Wide Range of Materials:
Compression springs can be manufactured from a variety of materials, including stainless steel, music wire, carbon steel, and more. Material selection depends on factors such as corrosion resistance, temperature resistance, and load-bearing capacity.
High Load Capacity:
Compression springs are designed to withstand high axial loads, making them suitable for applications where significant force needs to be absorbed or applied.
Energy Storage:
When compressed, these springs store potential energy, which is released when the spring returns to its original form. This energy storage capability is useful in applications such as shock absorption and vibration dampening.
Durability:
Well-designed compression springs are built to withstand repeated cycles of compression and release without significant loss of performance or deformation.
Variety of End Configurations:
Compression springs can have different types of end configurations, such as open ends, closed and ground ends, or various types of loops or hooks, allowing for ease of attachment in different applications.
Features of Compression Spring:

SPRING MANUFACTURING TECHNOLOGIES
The highest grades of spring wire are used when fabricating our springs.
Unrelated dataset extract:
Issue #2190, opened 2017-08-24
Geoprocessing API: Log requests


arottersman:
From the ADR:
https://github.com/WikiWatershed/model-my-watershed/blob/develop/doc/arch/adr-004-geoprocessing-api.md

To create cost-effective warehousing of our stock spring inventory for our customers, we offer material certification as custom springs only. Certifications of conformance for geometric tolerances set by the Spring Manufacturers Institute (SMI) are available for our stock springs upon request.
The term “spring steel” is a stock inventory term covering music wire, hard-drawn(MB) wire, and oil-tempered wire. Additionally, stock compression spring materials may include stainless steel (300 series), beryllium copper, and phosphor bronze.
Materials
Service Life
It should be noted that if critical force-versus-deflection linearity is required, only the center 60-80% of the available deflection range should be employed. Thus, reserve at least the first and last 15-20% of the range for potential spring-end and adjacent coil-contact effects. These effects can be largely ignored for the majority of spring applications.
The “Suggest Maximum Deflection” used in our online and print catalog reflects the recommended inches of travel to obtain a statistical service-life of approximately 100,000 cycles(deflections) with infrequent breakage. This can be realized if the spring in question is not subjected to shock loads, rapid cycling, temperature extremes, corrosion, or stress values above those recommended. If the spring is statically loaded (not cycling), a near-infinite life can be expected. Extended spring service-life can be achieved through shot-peening. Our custom spring department can advise you regarding this procedure.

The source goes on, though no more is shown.